**ASSIGNED TASK:**
The output must be the data, printed exactly as written.

**DATA FOR THIS TASK:**
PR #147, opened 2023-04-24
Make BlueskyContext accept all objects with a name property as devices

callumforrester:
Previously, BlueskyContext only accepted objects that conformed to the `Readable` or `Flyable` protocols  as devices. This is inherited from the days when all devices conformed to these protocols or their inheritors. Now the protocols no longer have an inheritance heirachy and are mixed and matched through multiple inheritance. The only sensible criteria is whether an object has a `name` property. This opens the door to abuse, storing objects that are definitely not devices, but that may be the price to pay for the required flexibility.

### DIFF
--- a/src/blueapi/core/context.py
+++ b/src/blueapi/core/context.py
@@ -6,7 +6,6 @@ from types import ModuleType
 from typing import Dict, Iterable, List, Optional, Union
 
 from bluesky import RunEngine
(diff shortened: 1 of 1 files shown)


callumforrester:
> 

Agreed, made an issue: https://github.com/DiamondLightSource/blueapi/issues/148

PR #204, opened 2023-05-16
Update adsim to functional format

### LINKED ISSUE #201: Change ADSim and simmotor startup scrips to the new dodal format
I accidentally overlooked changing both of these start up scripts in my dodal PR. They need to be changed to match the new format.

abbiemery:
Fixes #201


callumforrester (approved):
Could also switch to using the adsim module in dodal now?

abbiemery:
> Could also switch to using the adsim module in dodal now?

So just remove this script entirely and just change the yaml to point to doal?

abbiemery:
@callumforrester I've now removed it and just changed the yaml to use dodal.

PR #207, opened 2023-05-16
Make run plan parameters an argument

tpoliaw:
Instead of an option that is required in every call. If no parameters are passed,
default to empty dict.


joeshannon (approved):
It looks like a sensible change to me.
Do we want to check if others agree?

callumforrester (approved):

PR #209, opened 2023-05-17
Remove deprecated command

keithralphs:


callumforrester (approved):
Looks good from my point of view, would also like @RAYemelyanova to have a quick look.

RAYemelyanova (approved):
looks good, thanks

**FINAL ANSWER:**
PR #147, opened 2023-04-24
Make BlueskyContext accept all objects with a name property as devices

callumforrester:
Previously, BlueskyContext only accepted objects that conformed to the `Readable` or `Flyable` protocols  as devices. This is inherited from the days when all devices conformed to these protocols or their inheritors. Now the protocols no longer have an inheritance heirachy and are mixed and matched through multiple inheritance. The only sensible criteria is whether an object has a `name` property. This opens the door to abuse, storing objects that are definitely not devices, but that may be the price to pay for the required flexibility.

### DIFF
--- a/src/blueapi/core/context.py
+++ b/src/blueapi/core/context.py
@@ -6,7 +6,6 @@ from types import ModuleType
 from typing import Dict, Iterable, List, Optional, Union
 
 from bluesky import RunEngine
(diff shortened: 1 of 1 files shown)


callumforrester:
> 

Agreed, made an issue: https://github.com/DiamondLightSource/blueapi/issues/148

PR #204, opened 2023-05-16
Update adsim to functional format

### LINKED ISSUE #201: Change ADSim and simmotor startup scrips to the new dodal format
I accidentally overlooked changing both of these start up scripts in my dodal PR. They need to be changed to match the new format.

abbiemery:
Fixes #201


callumforrester (approved):
Could also switch to using the adsim module in dodal now?

abbiemery:
> Could also switch to using the adsim module in dodal now?

So just remove this script entirely and just change the yaml to point to doal?

abbiemery:
@callumforrester I've now removed it and just changed the yaml to use dodal.

PR #207, opened 2023-05-16
Make run plan parameters an argument

tpoliaw:
Instead of an option that is required in every call. If no parameters are passed,
default to empty dict.


joeshannon (approved):
It looks like a sensible change to me.
Do we want to check if others agree?

callumforrester (approved):

PR #209, opened 2023-05-17
Remove deprecated command

keithralphs:


callumforrester (approved):
Looks good from my point of view, would also like @RAYemelyanova to have a quick look.

RAYemelyanova (approved):
looks good, thanks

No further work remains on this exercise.